Still and all, it was obvious how the Nigerians did not want to take the ball inside when he was in the game. He was a strong deterrent, if nothing else. But if tonight's game is any indication, I can't see him logging many minutes this year.

Marshall - I don't know that we saw a whole lot, one way or the other. His length and quickness were on display when he made a nice steal and ran out for the dunk. He also played the point a couple times. But on the whole, not enough to form any strong impressions here.

Powell - Very pleased with what I saw. Love the aggressiveness on the offensive boards, and the ability to put it back. Nice to see him make that three-pointer. Yes, I agree that he looked like the most mature player on the floor. I'm expecting him to continue to improve, and I hope he gets enough playing time to do so.

Ager - I wasn't very impressed before the late part of the fourth. I was watching for the keen defense, and couldn't find it anywhere. One time he got juked at least three feet (on a nasty crossover by the Nigerian National point guard). I was thinking: Oh, my goodness, wait until someone like Kobe or Wade gets hold of him.

Even by the end of the game, I didn't see anything very impressive on defense. But you never know about these kinds of games. I will say that he seemed alert on that side of the ball, even directing teammates around on occasion.

The passing on the break stood out for sure. But it wasn't on the finishing end. He had at least two, and maybe three, long pinpoint passes that found a man for an easy basket. He did also have one terrific play where he stole the ball in the corner (after they had made a defensive rebound), drove baseline, then found Powell coming down the lane with almost a no-look pass. Powell dunked ferociously, and the crowd was merry. That was the play of the night, I thought.

He did force things at times. He tried a hard spin dribble at the top of the key that he lost as he made the move. (I think a teammate grabbed it, though.) Had his pocket picket a time or two. A little too careless with the ball for my liking. I can probably understand, though. Our point guards didn't seem at all interested in getting him the ball.

His form didn't look good at all on the two or three long turnaround jumpers he attempted. But when he was able to spot up and catch-and-shoot, he swished two or three of them. The back-to-back threes late in the fourth were very nice. If I'm not mistaken, the first one (to go ahead 81-80) was a pullup jumper with his man in front of him. The other was a catch-and-shoot, I think. Both found the center of the net, and it was especially encouraging to see his best shooting come in the clutch.

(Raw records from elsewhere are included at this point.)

PR #1562, opened 2023-03-02
Support Parsing MacOS NNNNN.partial.emlx Mails

### LINKED ISSUE #1525: Support parsing MacOS NNNNN.partial.emlx emails attachments
Those *.partial.emlx files have their attachments extracted and put into a separate folder by some Apple Mail app. IPED detects the email has attachments and extracts/links to them (in the viewer), but, when clicking on the linked/extracted attachments, they don't open because they are invalid/corrupted, their contents were subtracted from the original email. We should open/link to the extracted attachment present into another file system folder.

### LINKED ISSUE #1623: Change EML parser/viewer behavior to inline extra txt/html body parts instead of extracting them as attachments
Current (intended) behavior is to take the first html or txt part and inline it as body, extracting all other html/txt parts as attachments. But this is not the behavior used by EML reader applications. We should always respect the `Content-Disposition` field value (inline or attachment), if it exists. Finally, sometimes the attachment name goes in the Content-Type `name` field, and not in Content-Disposition `filename` field. If any of them are populated, I think it is safe to consider the part as attachment, if the disposition field is not `inline` or if it doesn't exist, there are many eml files not following the specification out there...

FelipeFcosta:
closes #1525 and fixes #1623.


lfcnassif:
Thank you @FelipeFcosta! I'll try to review this next week.

You finished this, right? If yes, could you help @patrickdalla and run some tests on #1341?

FelipeFcosta:
> Thank you @FelipeFcosta! I'll try to review this next week.
> 
> You finished this, right? If yes, could you help @patrickdalla and run some tests on #1341?

Almost finished, then I'll run tests for #1341

FelipeFcosta:
Hi @lfcnassif, I believe this is finished

lfcnassif:
Thank you @FelipeFcosta!

PR #1567, opened 2023-03-05
Fix dock layout restore (#1565)

### LINKED ISSUE #1565: Layout restore prevents panels added in newer IPED versions to be visible
As discussed in https://github.com/sepinf-inc/IPED/issues/1553#issuecomment-1454104728, this may afect any new panel, if the layout was saved with a previous IPED version, when the panel didn't exist.

tc-wleite:
Fixes #1565.
I also made a few minor code changes in `App` class, most of them to simplify code related to layout creation.

Regarding to the issue itself, as the layout manager allows a lot of different configurations, the applied solution should work on any scenario, although I only tested a few of them. 

In most common configurations, the "new" panels (created after the last time layout was saved) should be in locations similar to the original layout.
In the worst cases, it should still make these "new" panels visible, so the user can see them, but probably it will need to be placed in a better position by the user.


lfcnassif:
Thank you @tc-wleite!

lfcnassif (approved):
Just tested, working fine, thank you @tc-wleite!

PR #1573, opened 2023-03-07
Improve icons and other visual enhancements (#1551)

### LINKED ISSUE #1551: Improve items/categories icons and other minor visual enhancements
Using 4.1.0 in real cases, I am enjoying the new icons added in #1291.
However, I found a few somewhat common file types with missing (e.g. JPEG) or incorrect icons (e.g. CDR - Corel Draw Images).
In general, icons for multimedia categories could be improved to be more "informative" and standardized among types of the same category (audio, images, videos).
I plan to review the icons for a few file types and add new ones for missing types/categories.

tc-wleite:
Closes #1551.

This went up a little bit further than I expected...
@lfcnassif, as this PR modified/added a lot of icons, feel free to keep the previous version of any icon (or use a third option) if you like.

Also, let me know if you find any relevant/common file type without an icon, so I can add it.

While increasing the resolution of the icons a bit, I tried to make icons of some of the main categories (images, videos, audios and emails) look similar to each other (at least in most of the cases), so the user can at least tell it is an image or an audio and so on.


tc-wleite:
About the visual enhacements, most are very small details that probably nobody noticed, except me :-)
The image below shows 3 of them:
- No alternate row color is not painted in checkboxes cells.
- Border around progress bar cell doesn't reflect selected lines.
- In other tables (like duplicates, parent, references) the text of selected rows remain in its original color (black, in the default theme) instead of changing (like in the main table, which the text becomes white in selected rows).

image

After the changes:
image

lfcnassif:
Thank you @tc-wleite! This should have taken a lot of time to search for new icons and to improve them... Let me know when you finish this.

tc-wleite:
> This should have taken a lot of time to search for new icons and to improve them... 

Thanks @lfcnassif! I did take some time, but it is something that I enjoy and I think it makes some difference to the users (including myself). Many of the icons I drew from scratch, which usually takes some time.

> Let me know when you finish this.

I am done here.
We can always add more icons, as there are so many file types, but I think I covered the most common ones, and already went much further than I initially planned.
We can always add new icons or modify the existing ones later.

Again, feel free to point out if you didn't like any of the proposed changes.
Now I have a set of tools and a bit more experience with icon creation, so I can make any adjustments that we decide to.

lfcnassif:
> Many of the icons I drew from scratch, which usually takes some time

That's a lot of effort, thank you @tc-wleite!

lfcnassif (approved):
Just tested, all seems to work fine. New thin borders looked strange to me at first, but they makes a better display usage and now I think they are more professional. Thank you @tc-wleite!

tc-wleite:
> New thin borders looked strange to me at first, but they makes a better display usage and now I think they are more professional.

Yes, I had the same initial feeling. The idea is to save space, specially in Bookmarks dialog that may remain open.

Issue #1574, opened 2023-03-07
Show names of files inside of encrypted archives (ZIP, RAR, 7Z), when available


tc-wleite:
If the file names are available (not also encrypted), they are not extracted in some situations.
From the tests I ran, the current behavior is:
- ZIP: Only the first file name is shown (plus its parent folders, if present).
- RAR: Nothing is extracted.
- 7-ZIP: Names  are extracted (in fact even subitems are created, with zero length). However, the "encrypted" property is not set.

Some sample files: 
[samples.zip](https://github.com/sepinf-inc/IPED/files/10914978/samples.zip)

lfcnassif:
I thought ZIP behavior was the one you described for 7Z, maybe it changed at some point... Extracting empty subitems was the intended behavior in the past, at least for ZIP. I agree the "encrypted" flag should be set. Do you think we should change to just display subitem names in the Viewer or to always extract empty subitems with "encrypted" flag?

tc-wleite:
> Do you think we should change to just display subitem names in the Viewer or to always extract empty subitems with "encrypted" flag?

Both would be fine for basic use cases (e.g. find these encrypted compressed files in searches using keywords), but I think extracting empty subitems may have more advantages (e.g. dates would be considered in the timeline).

I submitted a PR with the first option (for RARs only), just as a quick solution.

lfcnassif:
> I think extracting empty subitems may have more advantages (e.g. dates would be considered in the timeline).

Another use case is searching for `pthc` just in `name` attribute, since it returns lots of false positives in file content, that would return those subitems but not the parent zip.

Anyway, if we manage to implement both, that would be better, right?

tc-wleite:
> Another use case is searching for `pthc` just in `name` attribute, since it returns lots of false positives in file content, that would return those subitems but not the parent zip.

Good point!
 
> Anyway, if we manage to implement both, that would be better, right?

Yes.

PR #1575, opened 2023-03-08
List encrypted archive entries, if available, in SevenZipParser (#1574)

tc-wleite:
This PR is a **partial** solution for #1574, as it handles only RAR files.
ZIP and 7Z would need to be handled in `PackageParser` class.
I guess that another possibility would be using a multiple parser.

@lfcnassif, I tried a few things in `PackageParser` class and using a multiple parser, but in both cases there were some ugly side effects, so I kept just the changes in `SevenZipParser`.
Maybe you can see an easier way of listing the entries, as you are familiar with that classes.
Another possible approach would be support just RAR files (through this PR) and leave ZIP/7Z as a future improvement.

### DIFF
--- a/iped-parsers/iped-parsers-impl/src/main/java/iped/parsers/compress/SevenZipParser.java
+++ b/iped-parsers/iped-parsers-impl/src/main/java/iped/parsers/compress/SevenZipParser.java
@@ -8,9 +8,11 @@ import java.io.InputStream;
 import java.io.RandomAccessFile;
 import java.nio.file.Files;
 import java.nio.file.StandardOpenOption;
+import java.text.DecimalFormat;
 import java.util.ArrayList;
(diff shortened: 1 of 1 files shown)


lfcnassif:
> This PR is a **partial** solution for #1574, as it handles only RAR files.

Thanks @tc-wleite!

> Maybe you can see an easier way of listing the entries, as you are familiar with that classes.

Sure, I can try to take a look.

lfcnassif:
Sorry, I used a wrong issue number in the commit message (and master branch is protected).

marcosammoura (approved):
Thanks, @wladimirleite! Your code is running perfectly. Ready to merge.

lfcnassif:
Thanks @wladimirleite and @marcosammoura! Sorry for the very long delay here...

PR #1590, opened 2023-03-13
Upgrade TwelveMonkeys to 3.9.4 (#1531)

### LINKED ISSUE #1531: Converge all TwelveMonkeys libraries to 3.9.4
IPED 4.1.0 uses:
- imageio-bmp-3.8.3.jar
- imageio-core-3.8.2.jar
- imageio-metadata-3.8.2.jar
- imageio-psd-3.8.2.jar
- imageio-tiff-3.8.3.jar (should be changed to 3.8.2 as discussed in #1530) 
- imageio-webp-3.8.3.jar

Mixing versions can lead to many hard-to-trace issues.

Unfortunately, as discussed in https://github.com/sepinf-inc/IPED/issues/1378#issuecomment-1279362041, tests with PSD plugin 3.8.3 had much worse results than 3.8.2. And WebP 3.8.2 was much worse than 3.8.3. So it wasn't possible to use only 3.8.2 or 3.8.3.

Since then, a few releases came out. I tested with the latest version (3.9.4) a few weeks ago, and the issues with WEBP are still present. I am waiting for the next release to see if we can upgrade all the used plugins. 
If it still fails, I will try to investigate the issue in more detail, and perhaps open an issue there.

tc-wleite:
Closes #1531.

Also includes minor changes to improve: 
- The handling of files with multiple images is restricted to ICOs now, to avoid undesired side effects in other formats.
- The detection of "empty" images when the reading process is interrupted by an exception.

### DIFF
--- a/iped-api/src/main/java/iped/properties/MediaTypes.java
+++ b/iped-api/src/main/java/iped/properties/MediaTypes.java
@@ -19,8 +19,6 @@ public class MediaTypes {
     public static final MediaType UFED_CONTACT_MIME = MediaType.application("x-ufed-contact"); //$NON-NLS-1$
     public static final MediaType UFED_DEVICE_INFO = MediaType.application("x-ufed-deviceinfo"); //$NON-NLS-1$
     public static final MediaType UNALLOCATED = MediaType.application("x-unallocated"); //$NON-NLS-1$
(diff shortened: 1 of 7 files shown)


lfcnassif (approved):
Thank you @tc-wleite!

Issue #2192, opened 2025-03-28
Do not set `title` to Breadcrumbs.Item by default


ogonkov:
### Description

In Breadcrumbs.Item, HTML attribute `title` is set by default to element. This make tricky to set `Tooltip` component to Breadcrumb.Item, and not get 2 tooltips

https://github.com/gravity-ui/uikit/blob/862419ffe1c78c79849fe304fa6a8437555d37d8/src/components/Breadcrumbs/BreadcrumbsItem.tsx#L42-L45

### Suggested solution

I guess it is better to not set `title` at all, this is more predictable behavior

### Validations

- [x] Check that there isn't [already an issue](https://github.com/gravity-ui/uikit/issues) that request the same feature to avoid creating a duplicate.

PR #2196, opened 2025-03-30
fix(Breadcrumbs): handle empty string in breadcrumbs item title

korvin89:
Closes https://github.com/gravity-ui/uikit/issues/2192


src/components/Breadcrumbs/BreadcrumbsItem.tsx
```diff
@@ -32,18 +32,14 @@ function BreadcrumbsItem(props: BreadcrumbsItemProps, ref: React.ForwardedRef<HT
         ping,
         referrerPolicy,
         children,
+        title,
```
ValeraS, line 35: let's remove the title from `linkProps`, it will remain in `restProps`

ValeraS (changes requested):

ValeraS (approved):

He showed a powerful quick first step another time or two, particularly (again) late in the fourth quarter where he blew by his man and finished at the rim. He looked a whole lot stronger going to his right than to his left, though. They bottled him up on the perimeter pretty handily when he moved left.

I thought it was a pretty heady play he made at the end of the first half. The Mavs were inbounding from their baseline with 1.9 left. He let the ball bounce and followed it up the floor. A defender began to come, but he coolly waited until the last possible second, picked it up and took a couple dribbles, and got off the half-court jumper as Dude describes. I like to see that awareness and cool.

On the whole, though, I'd have to say that considering the circumstances I came away a bit less than wholly impressed. I remember watching Devin's first game, at SMU against the Chinese nationals, and being dazzled by two or three tremendously athletic plays. Ager didn't do anything so outstanding. But he did have a solid performance. It will be interesting to see how much playing time he gets this year. Depending what we do in free agency, I could see him having "zero" chance, as Donnie put it before the draft, of having any impact this year.

He does wear a headband, though, so you never know."

This one's pretty negative about Ager's play.


----------



## Seed (Jun 29, 2005)

I don't care if he isn't great defensively, an average defender would be fine but we need a shooter that can spot-up.


----------



## SMDre (Jan 28, 2005)

StackAttack said:


> Something interesting...
> 
> http://www.spartantailgate.com/forums/showthread.php?t=192931
> 
> Spartans fans are scoffing at talk of Ager being a strong defender...kind of interesting...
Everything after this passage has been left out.